The discussion, published in ArtReview, represents a unique attempt to define an emerging artistic movement that goes beyond traditional AI art categories. Singer initiated the conversation by expressing frustration with the lack of convincing frameworks for new technology-engaged art since around 2008. She argued that artists themselves should be actively involved in announcing and defining new artistic movements, rather than having their work primarily framed in relation to their supposed identities.
The participants drew parallels to historical art movements, particularly referencing the 2013 exhibition "Speculations on Anonymous Materials" curated by Susanne Pfeffer at the Fridericianum in Kassel, which was significant for post-internet art. Denny connected their current work to Italian Futurism methodologies, noting that technologist influencers developing AI are actively evoking Futurism. He described his own AI-generated compositions that combine Futurist paintings with contemporary AI defense-tech company advertising images, created using plotters to produce what he calls "robot-produced fake Futurist paintings."
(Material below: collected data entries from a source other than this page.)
PR #1030, opened 2021-04-01
Turbomole es ricc2

oliver-s-lee:
Adds support for parsing excited states with Turbomole's ricc2 module (methods CC2 and ADC(2))


berquist:
@oliver-s-lee Poke for rebase.

cclib/parser/turbomoleparser.py
```diff
@@ -983,6 +983,150 @@ def extract(self, inputfile, line):
...
+        #  | a   |   1   |   3   |    0.3864541 |   10.51595 |  84816.880 |  95.05 |   4.95 |
+        #  | a   |   1   |   4   |    0.3938325 |   10.71673 |  86436.241 |  94.09 |   5.91 |
+        #  | a   |   1   |   5   |    0.3938325 |   10.71673 |  86436.241 |  94.09 |   5.91 |
+        #  | a   |   1   |   6   |    0.4122171 |   11.21700 |  90471.202 |  93.32 |   6.68 |
+        #  | a   |   1   |   7   |    0.4351537 |   11.84114 |  95505.195 |  94.16 |   5.84 |
+        #  | a   |   1   |   8   |    0.4454969 |   12.12259 |  97775.278 |  94.26 |   5.74 |
+        #  | a   |   1   |   9   |    0.4454969 |   12.12259 |  97775.273 |  94.26 |   5.74 |
+        #  | a   |   1   |  10   |    0.5036295 |   13.70446 | 110533.909 |  93.51 |   6.49 |
+        #  +================================================================================+
+        # TODO: Perhaps need a more general way to look for lines like this?
```
berquist, line 1003: The only thing I can think of right now would be a regex with `(?:(CC2|ADC\(2\))) excitations energies\s+|` (untested :) ) but I don't think it's worth making that change yet.

cclib/parser/turbomoleparser.py
```diff
@@ -983,6 +983,150 @@ def extract(self, inputfile, line):
...
+        if "| sym | multi | state |          CC2 excitation energies       |  %t1   |  %t2   |" in line \
+        or "| sym | multi | state |          ADC(2) excitation energies    |  %t1   |  %t2   |" in line:
+            line = next(inputfile)
```
berquist, line 1006: We don't have a written suggestion for this yet, but can you replace these with a `self.skip_lines` call, then a single `line = next(inputfile)`? I've written https://github.com/cclib/cclib/issues/555#issuecomment-882054020 so that we'll add it to docs. You can grep for some examples in the `cclib/parser` folder.

cclib/parser/turbomoleparser.py
```diff
@@ -983,6 +983,150 @@ def extract(self, inputfile, line):
...
+                    mult = "Quartet"
+                elif parts[2] == "-":
+                    mult = "???"
+                else:
+                    mult = parts[2]
+                    
+                symmetry = "{}-{}".format(mult, parts[1].capitalize())
+                self.append_attribute("etsyms", symmetry)
+                    
+                #energy = utils.convertor(utils.float(parts[4]), "hartree", "wavenumber")
```
berquist, line 1036: Stray comment?

cclib/parser/turbomoleparser.py
```diff
@@ -983,6 +983,150 @@ def extract(self, inputfile, line):
...
+        #      |    7 a        7 (a)   |   12 a       12 (a)   |  -0.49335      24.3   |
+        #      |    7 a        7 (a)   |    9 a        9 (a)   |   0.42257      17.9   |
+        #      |    7 a        7 (b)   |    9 a        9 (b)   |  -0.42257      17.9   |
+        #      |    7 a        7 (b)   |   13 a       13 (b)   |   0.20077       4.0   |
+        #      |    7 a        7 (a)   |   13 a       13 (a)   |  -0.20077       4.0   |
+        #      |    7 a        7 (a)   |   15 a       15 (a)   |   0.11607       1.3   |
+        #      |    7 a        7 (b)   |   15 a       15 (b)   |  -0.11607       1.3   |
+        #      +=======================+=======================+=======================+
+        if "| occ. orb.  index spin | vir. orb.  index spin |  coeff/|amp|     %    |" in line:
+            line = next(inputfile)
```
berquist, line 1073: Same comment here about `skip_lines`.

berquist (changes requested):

cclib/parser/turbomoleparser.py
oliver-s-lee: Like this?

berquist: Yes, exactly.

berquist (approved):

cclib/parser/turbomoleparser.py
oliver-s-lee: Cool got it.

Just out of interest, would the following not also work (replacing both lines)?:
`line = self.skip_lines(inputfile, ["divider", "units", "divider", "value"])[-1]`
Or is this style not prefered?

berquist: Huh, I guess that could actually work. This might not be a bad idea, there's just no precedent for it. I didn't even remember that `skip_lines` returns the skipped lines. What does everyone else think? @langner @shivupa

shivupa: Yup that does seem like it should work as well. We don't use `skip_lines` like that but I don't see a problem with it. It somewhat feels confusing cause it reads like we are skipping the last line, but then we end up using it. 

> I didn't even remember that skip_lines returns the skipped lines. 

Me neither. I'm curious if the return value is used anywhere.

The artists addressed the complex politics surrounding AI and copyright issues. Rafman pointed out the contradiction where copyleft advocates, who originally resisted copyright, are now leaning on copyright frameworks for "ethical AI." Dryhurst and Herndon revealed their position of building an opt-out protocol that essentially turns all world data into public domain by default, allowing individuals to opt out if they choose. This approach aims to nudge the entire intellectual property system toward reform.
A central theme emerged around the concept of "protocols" rather than traditional art objects. Dryhurst argued that the most consequential creative decisions in the world over the past 15 years have been made by people who wouldn't traditionally be considered artists. The group emphasized that the real value lies in creating systems and protocols rather than individual outputs, addressing concerns about AI's ability to generate unlimited content.
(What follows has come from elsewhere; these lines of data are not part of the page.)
PR #1192, opened 2023-03-29
datetime fix orca

alvarovm:
This fixes how times are printed, also prevents error when the dictionary is dump in jsons.

### DIFF
--- a/cclib/parser/orcaparser.py
+++ b/cclib/parser/orcaparser.py
@@ -2015,21 +2015,17 @@ States  Energy Wavelength    D2        m2        Q2         D2+m2+Q2       D2/TO
             if "cpu_time" not in self.metadata:
                 self.metadata['cpu_time'] = []
             
-            self.metadata['wall_time'].append(datetime.timedelta(
+            dtime = datetime.timedelta(
                 days = days,
                 hours = hours,
                 minutes = minutes,
                 seconds = seconds,
                 milliseconds = milliseconds
-            ))
+            )
+            dtime = f"{dtime}"
+            self.metadata['wall_time'].append(dtime)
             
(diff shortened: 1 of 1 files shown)


cclib/parser/orcaparser.py
```diff
@@ -2015,21 +2015,17 @@ def energy_intensity(line):
...
-            self.metadata['wall_time'].append(datetime.timedelta(
+            dtime = datetime.timedelta(
                 days = days,
                 hours = hours,
                 minutes = minutes,
                 seconds = seconds,
                 milliseconds = milliseconds
-            ))
+            )
+            dtime = f"{dtime}"
```
shivupa, line 2025: is this what is fixing the dump to json? Before we are storing the actual `timedelta` object. If this is what is fixing it, we should fix the json at the dumping point to change `metadata['wall_time']` to str before dumping to json. This would currently be an issue in other parsers as well

shivupa:
Hi @alvarovm thanks for the fix just a quick question.

I'd prefer to carry around `dtime` objects and serialize at the point that we dump to json

alvarovm:
Ok, I need to check how that works, I am not using `.writejson` within cclib, I just pass metadata to larger dictionary then I dump.
is `.writejson` already serializing ? if so, I could just follow the same

langner:
I agree -- let's stick to the more semantic `timedelta` until it actually needs to be serialized.

cclib/parser/orcaparser.py
langner: Also, `str(dtime)` works just as well.

shivupa:
Closing. If this is still necessary, feel free to reopen!

Issue #590, opened 2018-08-07
Consistency of mpenergies


berquist:
These are the current values of `mpenergies` for every MP2 calculation on water. The correlation energy (first column) is defined as the difference between the total MP2 energy and the HF energy. The table is sorted by `mpcorr`. All values have units of hartree.

|                |        mpcorr |   mpenergy |   scfenergy |
|:---------------|--------------:|-----------:|------------:|
| GAMESS-UK 7.0  | -1964.96      | -2039.92   |    -74.9643 |
| GAMESS-UK 8.0  | -1964.96      | -2039.92   |    -74.9643 |
| Molpro 2006    |    -0.203229  |   -76.2281 |    -76.0249 |
| Molpro 2012    |    -0.203229  |   -76.2281 |    -76.0249 |
| Jaguar 8.3     |    -0.130596  |   -76.1126 |    -75.982  |
| Jaguar 7.0     |    -0.122774  |   -75.7077 |    -75.585  |
| Q-Chem 4.2     |    -0.03805   |   -75.0024 |    -74.9643 |
| NWChem 6.0     |    -0.0380499 |   -75.0024 |    -74.9643 |
| NWChem 6.5     |    -0.0380499 |   -75.0024 |    -74.9643 |
| Psi4           |    -0.0380417 |   -75.0028 |    -74.9648 |
| Gaussian03     |    -0.0379533 |   -75.0023 |    -74.9643 |
| Gaussian09     |    -0.0379533 |   -75.0023 |    -74.9643 |
| Gaussian16     |    -0.0379533 |   -75.0023 |    -74.9643 |
| GAMESS-US 2014 |    -0.0379533 |   -75.0023 |    -74.9643 |
| GAMESS-US 2017 |    -0.0379533 |   -75.0023 |    -74.9643 |
| Firefly 8.0    |    -0.0379533 |   -75.0023 |    -74.9643 |
| Molcas 2018    |    -0.0364238 |   -75.0009 |    -74.9645 |
| DALTON 2013    |    -0.0117853 |   -73.4464 |    -73.4346 |
| DALTON 2015    |    -0.0117853 |   -73.4464 |    -73.4346 |

Only the GAMESS-UK values are clearly incorrect.

langner:
@berquist is there, in your mind, some other action item here other than fixing the GAMES-UK number?

berquist:
Not until the coordinates of every test job are checked.

PR #1196, opened 2023-04-24
Test reference values for coupled cluster energies

berquist:
I discovered when working on #1070 that it's easy to break these (and also MP), and also that the structures must be pretty different (#590, #407).


shivupa (approved):

shivupa:
More specialized versions of tests, but there doesn't seem to be a better way to do this. LGTM

Issue #1174, opened 2023-01-18
utf-8 decode error when parsing some Turbomole files with --multi


oliver-s-lee:
Some Turbomole output files (for example the output generated by the define program) contain non-utf-8 characters (mostly these are things like the Germanic umlaut character in references). These files will fail to parse when used with the --multi option (the second file is irrelevant, just needed to pass validation):
```
ccget --multi define.out foobar metadata
Attempting to read define.out and dvb
Traceback (most recent call last):
  File "/home/oliver/.local/bin/ccget", line 8, in <module>
    sys.exit(ccget())
  File "/home/oliver/dev/cclib/cclib Src/cclib/scripts/ccget.py", line 178, in ccget
    data = ccread(filename, **kwargs)
  File "/home/oliver/dev/cclib/cclib Src/cclib/io/ccio.py", line 170, in ccread
    return log.parse()
  File "/home/oliver/dev/cclib/cclib Src/cclib/parser/logfileparser.py", line 313, in parse
    for line in inputfile:
  File "/usr/lib/python3.8/fileinput.py", line 248, in __next__
    line = self._readline()
  File "/usr/lib/python3.8/codecs.py", line 322, in decode
    (result, consumed) = self._buffer_decode(data, self.errors, final)
UnicodeDecodeError: 'utf-8' codec can't decode byte 0xe4 in position 505: invalid continuation byte
```

But weirdly parses fine when used alone (this might be specific to my machine?):
```
ccget define.out metadata
Attempting to read define.out
metadata
{'basis_set': 'cc-pVDZ',
 'legacy_package_version': '7.5.0',
 'methods': [],
 'package': 'Turbomole',
 'package_version': '7.5.0',
 'success': True}
```

oliver-s-lee:
Eg file: [define.out.zip](https://github.com/cclib/cclib/files/10444340/define.out.zip)

berquist:
Sorry that this slipped through. Would you be able to try fixing it yourself?

oliver-s-lee:
No problem. Yeah I can look into it when I get a sec.

At first look this seems like another `fileinput` problem (considering this is the major difference between single file and multi-file parsing), so a fix might be tricky. Just to get a sense, how married are we to `fileinput`? I've come across some problems with it before (eg, certain crashes during parsing can leave the module in an unusable state and prevent any further reads by the program), so I wonder if maybe this would be a good nudge to look at something else (or look to see if we can use `fileinput` better).

[...]

PR #1197, opened 2023-04-26
Multi parsing with unusual encodings (fix for #1174)

oliver-s-lee:
Just as a note, multi-file parsing and single-file parsing now both use `errors = 'ignore'`, which can potentially hide encoding errors.


cclib/parser/logfileparser.py
```diff
@@ -124,6 +97,46 @@ def seek(self, pos: int, ref: int) -> None:
             self.pos = self.size
 
 
+def opencompressedfile(filename, mode = "r", object = None, wrap = False):
```
berquist, line 100: Let's start trying to use type annotations, even if we don't check them and they aren't necessarily correct the first time, they can be refined later; I'm not sure about `object` or the return type:
```suggestion
def opencompressedfile(filename: str, mode: str = "r", object: typing.Optional[typing.IO] = None, wrap: bool = False) -> typing.IO:
```

berquist (changes requested):

cclib/parser/logfileparser.py
```diff
@@ -134,39 +147,20 @@ def openlogfile(filename: str, object=None):
...
 
         # This is needed, because fileinput will assume stdin when filename is empty.
         if len(filename) == 0:
             return None
-
-        return FileWrapper(fileinput.input(filename, openhook=fileinput.hook_compressed))
+        
+        # The 'errors' argument of fileinput.FileInput() looks like it should do what we want here,
+        # but it's only available in python3.10 and even then doesn't work properly in conjunction with openhook...
+        return fileinput.FileInput(filename, openhook= lambda filename, mode, encoding = None, errors = None: opencompressedfile(filename, mode))
```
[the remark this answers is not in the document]
oliver-s-lee: Yeah no worries can do. It's essentially just juggling the call signature so it fits with what FileInput expects, but I think I can write it better. 

I think logging should be possible yeah, let me take a look.

cclib/parser/logfileparser.py
berquist: Oh, it was not so much about the argument being called `object` despite overwriting a built-in...it's just that I don't know what the type is here.

I personally annotate all functions, no matter their visibility.

berquist (approved):
Thanks for writing tests!

berquist:
I'm going to make another issue to update the logging, because this is scary looking:
Screenshot from 2023-04-27 22-22-07

PR #1200, opened 2023-05-10
GAMESS: parse hessian

berquist:
A followup to #1199.


cclib/parser/gamessparser.py
```diff
@@ -386,7 +386,7 @@ def extract(self, inputfile, line):
             sym += '-' + line.split()[-1]
             self.etsyms.append(sym)
             # skip 5 lines
-            for i in range(5):
+            for _ in range(5):
```
langner, line 389: You could do skip_lines for these, instead.

langner (approved):

Issue #1127, opened 2022-04-26
MOLDEN: output frequency information


andre-cloud:
Hi there, 

I need a molden file to generate a wigner sampling esamble. I was wondering if cclib could generate it. It has to contain geometry, frequency modes and displacement vector in it. 

Orca v. 5.0.3

shivupa:
We don't currently write out frequency and displacement vectors. Specifically from the tags here which ones would you need from `FREQ FR-COORD FR-NORM-COORD INT` https://www3.cmbi.umcn.nl/molden/molden_format.html

andre-cloud:
FREQ FR-COORD FR-NORM-COORD. I know for sure that ccib outputs FREQ in normal situations, but in this case, ORCA 5.0.3 is not parsed correctly and throws an error.

danielhollas:
@andre-cloud which cclib version are you using? Support for ORCA 5.0 has been merged to the master branch, but not officially released yet. Using master branch I can parse frequency outputs without issue.

andre-cloud:
@danielhollas I'm using 1.7.1

berquist:
> FREQ, FR-COORD, and FR-NORM-COORD. I know for sure that ccib outputs FREQ in normal situations, but in this case, ORCA 5.0.3 is not parsed correctly and throws an error.

>  which cclib version are you using? Support for ORCA 5.0 has been merged to the master branch, but not officially released yet. Using master branch I can parse frequency outputs without issue.

> I'm using 1.7.1 from pip

This is good incentive for us to cut 1.7.2 then. @langner 

I will try and implement the frequency bits for the MOLDEN writer.

PR #1202, opened 2023-05-10
Psi4: parse hessian

berquist:
A followup to #1199.

### DIFF
--- a/cclib/parser/psi4parser.py
+++ b/cclib/parser/psi4parser.py
@@ -929,11 +929,14 @@ class Psi4(logfileparser.Logfile):
                 for info in Psi4.GRADIENT_TYPES.values()
                 if info.header == line.strip()
             ][0]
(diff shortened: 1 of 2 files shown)


shivupa:
Regarding [e3dafd9](https://github.com/cclib/cclib/pull/1202/commits/e3dafd90ec36cc1a0194468f7ed4c299987b00e7) are you going to rerun the job to include that or is that for the future?

berquist:
I'm not sure it's printable with 1.2.1 and 1.3.1.  Things that have changed since then are analytic frequencies implemented and used by default, at least for RHF.  I know it's printed because I was using this code to figure out #1127.  I expect it to be there when I generate the 1.7 test data for #1185.

shivupa:
Ok then I think this is fine to move forward with

shivupa (approved):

The discussion culminated in an experimental approach using Google's NotebookLM, which combines uploaded texts using what's known in AI terms as a "context window." This tool allowed them to merge their various texts and references into collaborative outputs, including generated texts, music, and video content. The resulting experimental outputs blend coherence with nonsense, derivative elements with innovation, creating what they describe as manifestations of a paradigm that may be reaching its peak.
Singer proposed the alternative term "neural media" instead of "post-AI," suggesting dynamic, generative content where readers can continuously create unique material. The group explored the concept of working within "context windows" - a term borrowed from machine learning referring to the amount of information a large language model can hold in memory at once. They viewed this as a more contemporary approach than traditional manifestos.
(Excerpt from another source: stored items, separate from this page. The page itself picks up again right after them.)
PR #1205, opened 2023-05-16
Add an initial bridge from ccdata to rdkit Mol objects

ghutchis:


ghutchis:
Is it worth grabbing all the atomic coordinates or an option to select which set of coordinates to use for bond perception?

berquist:
> Is it worth grabbing all the atomic coordinates or an option to select which set of coordinates to use for bond perception?

We don't standardize on this yet, but in a few places we take the approach of having `atomcoords_index: int = -1` or a similar name in the method call, so that you can specify ones other than the last set if desired.

Are you asking about that generally, or if bond perception should happen on a set of coordinates different from those initially loaded into the molecule (I guess a different rdkit conformer)?

ghutchis:
Using a specific index is a nice idea. I'll also add a parameter if someone wants to grab all the coordinates as separate conformers for some reason.

I'm basically looking for feedback / code review. For example, should I check the RDKit version string rather than trying to import the bond perception module?

berquist:
Ok, I understand better now.  Historically we did try/except for imports before adding this `find_package` helper, but did do version checks for Python itself.  The only other outlier was keeping OB behind try/except still in order to deal with the package restructuring at version 3.

It's really up to you, but my thinking is that `find_package` should always be the first layer that guides someone to install the package, then you can either do an explicit version check or have a try/except that implicitly checks the version if the importable API changed across version boundaries.  If `__version__` is available, that's probably cleanest.

langner:
Bumping this to next release (1.8.1 tentatively), since we want to push out 1.8 soonish.

berquist:
Would it help to move this long if I wrote some tests?

berquist:
This got lost in a Slack chat, but I am wary of us merging any code that does not come with tests.

ghutchis:
If you can help get some tests started, I can make sure they provide good coverage. Sorry for this getting lost in the shuffle.

berquist:
I need to install rdkit in our CI images.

The artists acknowledged the visceral reactions that AI art provokes, which differs significantly from responses to earlier tools like CGI or Photoshop. Rafman emphasized that AI itself isn't unethical - it's simply a tool - but the real ethical problems arise from licensing structures that favor large media corporations with extensive IP archives while shutting out independent creators.
Their collaborative experiment produced three AI-generated outputs: a dystopian text titled "BEGIN TRANSMISSION: CONTEXT WINDOW ADVISORY" that reads like a technical manual from a post-human future, a pop song created by Rafman called "Neural Nets Consuming Me," and a deepfake video using transcribed text from a venture capitalist. These outputs simultaneously demonstrate the potential and the unsettling nature of AI-generated content.
The discussion reveals artists grappling with fundamental questions about creativity, authorship, and value in an age of algorithmic generation. They argue that as AI transforms image-making as radically as the internet and photography did before it, artists must actively participate in defining the emerging landscape rather than being passive subjects of technological change. Their work suggests that the future of art may lie not in individual objects but in the design of systems, protocols, and experiences that enable others to create.